**Task description:** Output the entire listing that follows verbatim.

**Records for the task:**
=== Begin Enclosure ===

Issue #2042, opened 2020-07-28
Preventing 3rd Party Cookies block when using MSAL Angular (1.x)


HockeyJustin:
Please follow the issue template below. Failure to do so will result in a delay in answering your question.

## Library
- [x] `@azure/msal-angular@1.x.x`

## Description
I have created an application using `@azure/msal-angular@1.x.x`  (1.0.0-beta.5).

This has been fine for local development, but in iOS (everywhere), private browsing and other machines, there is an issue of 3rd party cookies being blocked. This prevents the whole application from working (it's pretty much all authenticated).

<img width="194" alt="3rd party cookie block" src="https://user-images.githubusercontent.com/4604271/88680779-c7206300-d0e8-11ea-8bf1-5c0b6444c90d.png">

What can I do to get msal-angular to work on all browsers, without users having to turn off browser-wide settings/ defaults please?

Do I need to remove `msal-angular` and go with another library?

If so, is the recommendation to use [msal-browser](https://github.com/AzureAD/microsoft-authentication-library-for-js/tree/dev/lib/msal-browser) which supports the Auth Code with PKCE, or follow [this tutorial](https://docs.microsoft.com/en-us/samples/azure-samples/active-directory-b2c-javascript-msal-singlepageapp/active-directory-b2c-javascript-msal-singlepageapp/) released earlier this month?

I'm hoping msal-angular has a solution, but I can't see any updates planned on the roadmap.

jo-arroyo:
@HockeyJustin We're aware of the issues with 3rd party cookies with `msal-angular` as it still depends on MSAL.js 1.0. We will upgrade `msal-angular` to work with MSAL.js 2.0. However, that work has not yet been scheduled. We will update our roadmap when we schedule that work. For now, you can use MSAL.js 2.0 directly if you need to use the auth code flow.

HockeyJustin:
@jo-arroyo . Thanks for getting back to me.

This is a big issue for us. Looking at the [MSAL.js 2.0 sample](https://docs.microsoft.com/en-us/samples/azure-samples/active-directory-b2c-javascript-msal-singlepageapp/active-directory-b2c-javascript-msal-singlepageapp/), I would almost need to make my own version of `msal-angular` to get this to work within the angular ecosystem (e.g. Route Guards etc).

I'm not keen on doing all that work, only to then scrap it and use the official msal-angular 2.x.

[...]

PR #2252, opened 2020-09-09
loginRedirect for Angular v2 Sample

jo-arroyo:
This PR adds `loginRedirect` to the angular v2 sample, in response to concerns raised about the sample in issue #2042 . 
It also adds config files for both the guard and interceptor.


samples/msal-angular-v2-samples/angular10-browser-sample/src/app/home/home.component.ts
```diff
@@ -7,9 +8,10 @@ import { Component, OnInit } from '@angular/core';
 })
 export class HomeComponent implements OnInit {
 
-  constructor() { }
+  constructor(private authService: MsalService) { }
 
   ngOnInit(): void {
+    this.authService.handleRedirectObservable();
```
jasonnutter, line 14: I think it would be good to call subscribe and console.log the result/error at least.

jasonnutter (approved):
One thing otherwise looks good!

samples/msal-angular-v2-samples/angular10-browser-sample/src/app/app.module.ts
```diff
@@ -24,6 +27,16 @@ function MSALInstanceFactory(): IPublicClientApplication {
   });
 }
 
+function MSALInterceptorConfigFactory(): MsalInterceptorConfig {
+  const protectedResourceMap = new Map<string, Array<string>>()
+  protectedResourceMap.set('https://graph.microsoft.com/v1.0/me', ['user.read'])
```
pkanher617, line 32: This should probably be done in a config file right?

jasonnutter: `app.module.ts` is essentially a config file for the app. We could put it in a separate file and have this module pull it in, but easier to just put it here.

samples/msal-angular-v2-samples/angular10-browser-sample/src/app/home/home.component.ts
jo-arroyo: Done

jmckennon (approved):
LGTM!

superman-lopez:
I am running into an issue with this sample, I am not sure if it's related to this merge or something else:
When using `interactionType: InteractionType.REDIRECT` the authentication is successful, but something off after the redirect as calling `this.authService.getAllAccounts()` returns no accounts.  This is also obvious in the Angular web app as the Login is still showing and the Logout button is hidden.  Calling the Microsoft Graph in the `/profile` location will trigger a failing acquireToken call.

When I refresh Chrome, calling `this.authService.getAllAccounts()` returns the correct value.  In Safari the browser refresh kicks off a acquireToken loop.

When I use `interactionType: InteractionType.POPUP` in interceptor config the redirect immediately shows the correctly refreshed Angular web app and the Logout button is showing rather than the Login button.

=== End Enclosure ===

**Solution for this task:**
Issue #2042, opened 2020-07-28
Preventing 3rd Party Cookies block when using MSAL Angular (1.x)


HockeyJustin:
Please follow the issue template below. Failure to do so will result in a delay in answering your question.

## Library
- [x] `@azure/msal-angular@1.x.x`

## Description
I have created an application using `@azure/msal-angular@1.x.x`  (1.0.0-beta.5).

This has been fine for local development, but in iOS (everywhere), private browsing and other machines, there is an issue of 3rd party cookies being blocked. This prevents the whole application from working (it's pretty much all authenticated).

<img width="194" alt="3rd party cookie block" src="https://user-images.githubusercontent.com/4604271/88680779-c7206300-d0e8-11ea-8bf1-5c0b6444c90d.png">

What can I do to get msal-angular to work on all browsers, without users having to turn off browser-wide settings/ defaults please?

Do I need to remove `msal-angular` and go with another library?

If so, is the recommendation to use [msal-browser](https://github.com/AzureAD/microsoft-authentication-library-for-js/tree/dev/lib/msal-browser) which supports the Auth Code with PKCE, or follow [this tutorial](https://docs.microsoft.com/en-us/samples/azure-samples/active-directory-b2c-javascript-msal-singlepageapp/active-directory-b2c-javascript-msal-singlepageapp/) released earlier this month?

I'm hoping msal-angular has a solution, but I can't see any updates planned on the roadmap.

jo-arroyo:
@HockeyJustin We're aware of the issues with 3rd party cookies with `msal-angular` as it still depends on MSAL.js 1.0. We will upgrade `msal-angular` to work with MSAL.js 2.0. However, that work has not yet been scheduled. We will update our roadmap when we schedule that work. For now, you can use MSAL.js 2.0 directly if you need to use the auth code flow.

HockeyJustin:
@jo-arroyo . Thanks for getting back to me.

This is a big issue for us. Looking at the [MSAL.js 2.0 sample](https://docs.microsoft.com/en-us/samples/azure-samples/active-directory-b2c-javascript-msal-singlepageapp/active-directory-b2c-javascript-msal-singlepageapp/), I would almost need to make my own version of `msal-angular` to get this to work within the angular ecosystem (e.g. Route Guards etc).

I'm not keen on doing all that work, only to then scrap it and use the official msal-angular 2.x.

[...]

PR #2252, opened 2020-09-09
loginRedirect for Angular v2 Sample

jo-arroyo:
This PR adds `loginRedirect` to the angular v2 sample, in response to concerns raised about the sample in issue #2042 . 
It also adds config files for both the guard and interceptor.


samples/msal-angular-v2-samples/angular10-browser-sample/src/app/home/home.component.ts
```diff
@@ -7,9 +8,10 @@ import { Component, OnInit } from '@angular/core';
 })
 export class HomeComponent implements OnInit {
 
-  constructor() { }
+  constructor(private authService: MsalService) { }
 
   ngOnInit(): void {
+    this.authService.handleRedirectObservable();
```
jasonnutter, line 14: I think it would be good to call subscribe and console.log the result/error at least.

jasonnutter (approved):
One thing otherwise looks good!

samples/msal-angular-v2-samples/angular10-browser-sample/src/app/app.module.ts
```diff
@@ -24,6 +27,16 @@ function MSALInstanceFactory(): IPublicClientApplication {
   });
 }
 
+function MSALInterceptorConfigFactory(): MsalInterceptorConfig {
+  const protectedResourceMap = new Map<string, Array<string>>()
+  protectedResourceMap.set('https://graph.microsoft.com/v1.0/me', ['user.read'])
```
pkanher617, line 32: This should probably be done in a config file right?

jasonnutter: `app.module.ts` is essentially a config file for the app. We could put it in a separate file and have this module pull it in, but easier to just put it here.

samples/msal-angular-v2-samples/angular10-browser-sample/src/app/home/home.component.ts
jo-arroyo: Done

jmckennon (approved):
LGTM!

superman-lopez:
I am running into an issue with this sample, I am not sure if it's related to this merge or something else:
When using `interactionType: InteractionType.REDIRECT` the authentication is successful, but something off after the redirect as calling `this.authService.getAllAccounts()` returns no accounts.  This is also obvious in the Angular web app as the Login is still showing and the Logout button is hidden.  Calling the Microsoft Graph in the `/profile` location will trigger a failing acquireToken call.

When I refresh Chrome, calling `this.authService.getAllAccounts()` returns the correct value.  In Safari the browser refresh kicks off a acquireToken loop.

When I use `interactionType: InteractionType.POPUP` in interceptor config the redirect immediately shows the correctly refreshed Angular web app and the Logout button is showing rather than the Login button.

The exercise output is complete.